Zu Kenia kann ich dir leider nix sagen,aber das mit der geschickteren Badeverlängerung klingt logisch.

Zu Südafrika:

Wir sind nach Johannesburg gegflogen,ca. 10 Std über Nacht mit South African (super Essen)

In Südafrika gibts ja keine Zeitverschiebung - sehr angenehm !

In Johannesburg nur Stadtrundfahrt, weiter zum Voortrekker Monument (Heiligtum der Buren)

in Pretoria ebenfalls Stadtrundfahrt und Krüger Museum

dann durch die Provinz Mpumalanga zum Blyde River Canyon

Übernachtung in Pilgrims Rest = Goldgräberstädtchen. Wir waren im Südafrikanischem Winter (Juni) dort,da wars Nachts ganz schön kalt.

Weiter zum Krügernationalpark: Einmal sind wir mit dem Bus durch, einmal im Jeep ganz in der Früh. Die "Big Five" haben wir leider nicht gesehen. Ich denke auf den Safaris in Kenia sieht man vielleicht mehr Tiere !?
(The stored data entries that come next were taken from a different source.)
PR #3942, opened 2024-09-19
native: handle Lure link click when already signed in

latter-bolden:
Adds logic to handle the case where you click a lure link after already being authenticated. Instead of triggering the automatic join + dm, we treat it as a deeplink to that group and pop a preview sheet.

Fixes TLON-2758

### DIFF
--- a/packages/app/contexts/branch.tsx
+++ b/packages/app/contexts/branch.tsx
@@ -17,7 +17,7 @@ import { useShip } from './ship';
 
 interface LureData extends DeepLinkMetadata {
   id: string;
-  clickedPreAuth: boolean;
+  shouldAutoJoin: boolean;
 }
 
 type Lure = {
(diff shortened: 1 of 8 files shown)


packages/shared/src/store/groupActions.ts
```diff
@@ -50,6 +50,17 @@ export async function createGroup({
   }
 }
 
+export async function getGroupPreview(groupId: string) {
```
dnbrwstr, line 53: Seems largely the same as `sync.syncGroupPreviews`, can we combine the two? I'm agnostic as to which we keep.

packages/app/contexts/branch.tsx
```diff
@@ -13,9 +13,11 @@ import branch from 'react-native-branch';
 import { DEFAULT_LURE, DEFAULT_PRIORITY_TOKEN } from '../constants';
 import storage from '../lib/storage';
 import { getPathFromWer } from '../utils/string';
+import { useShip } from './ship';
 
 interface LureData extends DeepLinkMetadata {
   id: string;
+  clickedPreAuth: boolean;
```
dnbrwstr, line 20: Either a comment or a different variable name would be helpful here -- not obvious to me what "clickedPreAuth" means.

dnbrwstr (approved):
Overall lgtm! Couple nits.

Dann sind wir 1 Tag durch das Königreich Swasiland gefahren und dann kamen wir ins Zululand.Besuch des Hluhluwe Umfolozi Parks = klein, aber fein.

In Durban ist ein schöner Strand, vielleicht ist das was für euch zum baden. Liegt ja am Indik, der ist ja wärmer wie der Atlantik.

Von Durban sind wir nach Port Elizabeth geflogen. Dort waren wir im Tsitsikamma National Park auf dem Ottertrail.

Dann gings die Gartenroute entlang. Plettenberg Bay,Knysna,Wilderness nach Oudtshoorn.

Dort waren wir in den Cango Caves und auf einer Straußenfarm.

Dann gings ins Weinland nach Stellenbosch. Weiter nach Kapstadt.

Leider haben wir den Tafelberg nie ohne Tischdecke, also ohne Wolken gesehen. Wir sind mit der Seilbahn raufgefahren, leider hat das Wetter nicht migespielt. An der Waterfront kann man gut bummeln. Neben der Straußenfarm hat mir die Kaphalbinsel am besten gefallen.

Wir waren am Boulders Beach bei den Pinguinen und natürlich am Kap der guten Hoffnung.

Das einzige was gestört hat, war die Warnung vor hoher Kriminalität. Abends sollte man nicht spazieren gehen, sondern nur Taxi fahren.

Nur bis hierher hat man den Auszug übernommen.